Department research seeks to directly and selectively activate executioner caspases via chemical probes and protein engineering to determine their specific mechanisms, contributions, and targets in the cellular implosion process. An ultimate goal would be to discover and utilize caspase activators as more direct and effective chemotherapies against cancer cells.
Discovering nanofibril scaffold mimics
Toward that end, researchers used high-throughput screening to discover and refine a synthetic compound dubbed 1541B that activates procaspase-3 with high specificity, independent of upstream signaling. 1541B induced apoptosis in multiple cell lines, including cancerous ones. Indeed, the results indicated that activation of procaspase-3 alone is sufficient to induce rapid apoptosis.

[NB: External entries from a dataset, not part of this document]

Issue #3032, opened 2025-07-03
[Feature Request] Documentation about weight update propagation


valterschutz:
First of all, thank you so much to everyone working on this project. I'm currently using it in several projects and it's (mostly) been a very pleasant experience.

But there is one thing in torchrl that I find particularly confusing.

## Motivation

I'm confused about whether weight updates in `LossModule`s get propagated back to the original module that was passed in to the `LossModule`. Let's take `DQNLoss` as an example and suppose we have a `TensorDictModule` called `module` that we pass in as the `value_network` argument. As I understand it, the loss module has its own weight copies of the network that was passed in as `value_network`. So when we call `loss_module.backward()`, the weights of the original network are **not** updated.

When we give the original module (or rather an epsilon-greedy version of it) to a `SyncDataCollector`, we have to call `collector.update_policy_weights_()` in order for the loss module weights to get copied to the original module. But what if we want to do inference without a collector?

I've seen snippets like
```python
with self.loss_module.qvalue_network_params["module"]["0"].to_module(self.module):
  # self.module can now be used with updated weights
```
but I'm not sure if that's the proper way to do it...

I've tried looking into the source code for `SyncDataCollector` and `VanillaWeightUpdater` but I think that this would be a very useful piece of documentation to have.

## Solution

A documentation page that briefly mentions
- whether weight updates from the loss module are propagated back to the original module
- an example of how to use a policy for inference (without using a collector)

## Alternatives

Maybe I'm not understanding something that is obvious to everyone else. In that case, please point me to a source that explains these things.

## Checklist

- [X] I have checked that there is no similar issue in the repo (**required**)

valterschutz:
After some experimenting, it does seem like the weight updates get propagated back to the original module. But I'm still uncertain about *how* and *when* this happens.

vmoens:
Hey @valterschutz 
Yes once you pass a module to a LossModule the weights are updated in-place. The module itself is used as-is - there is no copy happening.

If that isn't clear, where should we document this?

If you pass things like `device` args to the data collectors they will change the storage location though!

Does this help?

valterschutz:
Alright, that is nice to hear. Although this was also my first guess of what should be happening when I started using torchrl, I've had cases when the original module was *not* updated, although the loss module parameters were. But I guess there must have been some other issue in that case. Maybe it had something to do with collectors, although I tend to avoid using the `device` argument there and instead ensuring that everything is on the same device to begin with.

[...]

PR #4230, opened 2026-09-05
[Doc] Document checkpointing to resume RL training

### LINKED ISSUE #3044: [Feature Request] Documentation explaining the recommended way to save and load agents
## Motivation

I would like a concrete documented example of how to save RL agents after they have been trained, and also how to load them afterwards to resume training. In my current projects, I always switch between different methods and I have not yet found an approach that feels "right". For example,
- Should only the `nn.Module`s be saved or the `TensorDictModule`s?
- Should the loss module be saved?
- Saving the state_dict is usually recommended for `nn.Module`s. Is it the same way here?

I know that https://docs.pytorch.org/rl/stable/tutorials/export.html already explains how to export only the policy for inference, but I'm looking for something more general which would allow to resume training of the agent.

 #2620 and #1089 are related.

## Solution

I'm proposing that one of the following pages gets added to the documentation:
1. A separate page that describes how to save a DQN agent (or some other off-policy method). Network weights, optimizer state  *and* the replay buffer should be saved so that training can resume.
2. In the PPO tutorial (https://docs.pytorch.org/rl/stable/tutorials/coding_ppo.html#), add a section at the end that explains how to save the trained agent. The drawback with this approach is that it doesn't show how to save a replay buffer.

## Alternatives

I don't think there is. Saving models after they have been trained is an essential part of the RL workflow and the recommended way to do this should definitely be documented somewhere.

## Checklist

YeonwooSung:
## Description

Adds a **Resume training** guide to `docs/source/reference/checkpoint.rst` so users can save and restore an RL agent with the existing `:class:`~torchrl.checkpoint.Checkpoint`` API.

The new section:

- Lists the components a resume checkpoint should contain (training model, optimizer, target networks; collector policy / env-transform state / frame count; replay-buffer writer, sampler, transforms, and storage; RNG) and why each one matters in RL.
- Shows constructing `Checkpoint(policy=..., optimizer=..., replay_buffer=..., collector=..., loss_module=..., exploration=..., rng=GlobalRNGState())`, then `save` / `load` with `components={...}` and `map_location`.
- Clarifies that the payload is the `TensorDictModule` / `state_dict` (or the buffer's `dump` / `load`), not a pickled mystery container.
- Cross-links the shared-module case from #3032: if the loss holds the same module, save the policy or the loss once; do not persist two independent copies of the online weights.
- Contrasts **checkpoint** (interrupt and resume) with **export** (deploy for inference) and links the export tutorial.

Includes a compact CartPole DQN snippet a reader can copy.

### Code example

Minimal model/optimizer checkpoint round trip. The full RL recipe also registers the loss (including targets), replay buffer, collector, exploration state, and target updater.

```python
from tempfile import TemporaryDirectory
import torch
from torch import nn
from torchrl.checkpoint import Checkpoint, GlobalRNGState

policy = nn.Linear(4, 2)
optimizer = torch.optim.Adam(policy.parameters())
policy(torch.ones(1, 4)).square().sum().backward()
optimizer.step()  # Populate optimizer state before saving.
with TemporaryDirectory() as directory:
    path = f"{directory}/checkpoint"
    Checkpoint(policy=policy, optimizer=optimizer, rng=GlobalRNGState()).save(path)
    restored_policy = nn.Linear(4, 2)
    restored_optimizer = torch.optim.Adam(restored_policy.parameters())
    restored = Checkpoint(
        policy=restored_policy, optimizer=restored_optimizer, rng=GlobalRNGState(),
    )
    restored.load(path, components={"policy", "optimizer", "rng"}, map_location="cpu")
    torch.testing.assert_close(restored_policy.weight, policy.weight)
    assert restored_optimizer.state_dict()["state"]
    restored_optimizer.zero_grad()
    restored_policy(torch.ones(1, 4)).square().sum().backward()
    restored_optimizer.step()  # Continue training with restored optimizer state.
```

## Motivation and Context

close #3044

The export tutorial is inference-only. Users asked for a copy-paste guide to interrupt training and continue it later. `Checkpoint` already exists; this PR documents how to use it rather than inventing a parallel API.

## Types of changes

## Checklist

### DIFF
--- a/docs/source/reference/checkpoint.rst
+++ b/docs/source/reference/checkpoint.rst
@@ -7,6 +7,11 @@ TorchRL checkpoints use one manifest-driven format for standalone scripts,
 trainers, and policy-only consumers. Components are registered independently,
 so a checkpoint may contain only a policy or a complete training state.
 
+To interrupt a run and continue it later, see :ref:`checkpoint_resume`. To
+ship a trained policy for inference, see the :ref:`export tutorial <export_tuto>`.
+Those are different jobs: a resume checkpoint keeps optimizer, collector,
+replay-buffer, and target-network state; an export drops them on purpose.
+
 The directory and archive containers share the same logical layout. Directory
 checkpoints are the default and are best suited to large replay buffers;
 archives are convenient single-file artifacts. Loading either container is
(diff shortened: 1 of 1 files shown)


vmoens (approved):
Executed the new DQN example through save, object reconstruction, load, backward, optimizer.step and target_updater.step. Reviewed the component ownership and checkpoint/export guidance. No actionable findings.

YeonwooSung:
Rebased onto current `main` so this resume guide sits next to the stop/resume work from #4380–#4385.

- Scripts that assemble components themselves still use `Checkpoint` as documented here. Recipe users are pointed at `resume=` / `RunCheckpointer`.
- The CartPole DQN snippet now attaches `InitTracker` so it does not warn under the current collector policy-transform check.
- Re-ran save, object reconstruction, load, backward, `optimizer.step`, and `target_updater.step` after the rebase.

The previous collectors / gym / bulk CI failures were on a stale merge base and are outside this docs-only diff.

docs/source/reference/checkpoint.rst
```diff
@@ -48,6 +53,339 @@ Set ``save_components={"policy", "optimizer", "trainer_state"}`` on a
...
+
+**Collector**
+
+* **Inference / exploration policy.** The module the collector actually
+  executes, including exploration state such as the ``eps`` buffer of
+  :class:`~torchrl.modules.EGreedyModule`. This is often a wrapper around
+  the training model rather than a second network.
+* **Environment and transform state.** Observation-norm statistics,
+  frame-stack buffers, step counters. A collector ``state_dict`` stores
+  the env/transform state of a :class:`~torchrl.envs.TransformedEnv`.
```
vmoens: [P2] Qualify which environment/transform state is restored

This explicitly lists step counters as checkpointed state, but for a `TransformedEnv` the collector saves only `env.transform.state_dict()`. `StepCounter` keeps its episode count in the carrier TensorDict, which is not saved, and simulator state is not included either. I reproduced this with `CountingEnv` plus `StepCounter`: after saving five transitions, transform state is empty; loading preserves `frames=5`, but the first resumed transition starts at `step_count=0` and observation `0`. Please describe restoration of registered transform parameters/buffers and collector progress, and state that live episode/simulator continuation requires separately supported state handling. The nearby RNG wording should likewise distinguish process-global RNG restoration from environment/worker RNG state and exact trajectory reproducibility. This only needs a documentation qualification, not a simulator-checkpointing implementation.

vmoens (changes requested):
Rechecked the latest head `bdb2c6b06aaf4cce3a115f3e1994eccb87e84b23`. The replay-buffer initialization issue is fixed, and the current DQN example runs through save, restore, backward, optimizer update, and target update. One documentation correction remains: distinguish restored training progress/registered transform state from continuation of a live environment episode.

docs/source/reference/checkpoint.rst
YeonwooSung: Qualified the collector bullets: a `TransformedEnv` collector saves `env.transform.state_dict()` (registered transform parameters/buffers) plus `frames`/`iter`. `StepCounter` lives in the carrier TensorDict and is not restored; neither is the base simulator. Reproduced `CountingEnv` + `StepCounter`: after five transitions, transform state is empty, `frames=5` is restored, and the first resumed transition starts at `step_count=0` and observation `0`. `GlobalRNGState` is now described as process-global only, not env/worker RNG or exact trajectory reproducibility. Docs only; no simulator-checkpointing implementation.

YeonwooSung:
Addressed the remaining review note on `bdb2c6b06` and rebased onto current `main`.

The collector resume bullets now distinguish registered transform parameters/buffers and collector progress (`frames`/`iter`) from live episode/simulator continuation. `GlobalRNGState` is process-global only. Reproduced the `CountingEnv` + `StepCounter` case: transform state empty, `frames=5` restored, first resumed transition at `step_count=0` and observation `0`.

vmoens (commented):
Cool improvement. 

What do you think about the current API of checkpointing Trainer classes? Is it well integrated enough? Should we document it better or start by making the API sharper?

If you want to work on something (that requires a little bit of thought!) using rlrender with a checkpoint would be a cool feature (ie, call `rlrender --checkpoint checkpoint [other args to build the env]`)
Not sure how to bind the checkpoint and the network constructors but that'd be a fun thing to nail down.

vmoens (approved):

Proposed model of proscapase-3 activation: a trace amount of active caspase-3 enzymes cleave and activate precursors upon colocalization with proenzymes clustering on nanofibril surfaces.
Department researchers were surprised to find that 1541B molecules self-assemble into nanofibrils. Electron microscopy revealed that procaspase-3 binds in clusters to the nanofibrils, a process that appears to mimic protein scaffolding complexes that recruit and activate upstream procaspases.
Further analysis of the mechanism found that trace amounts of active caspase-3 enzyme can cleave and activate its precursors clustered on the nanofibrils in a self-amplifying chain reaction.
Eventually, the nanofibril scaffold might be used to design other novel proenzyme activators and offers another way for researchers to manipulate and study enzyme function. In addition, the finding has implications for Alzheimer’s disease, as amyloid beta fibrils were found to similarly stimulate procaspase-3 activation and thus hasten neuronal cell death.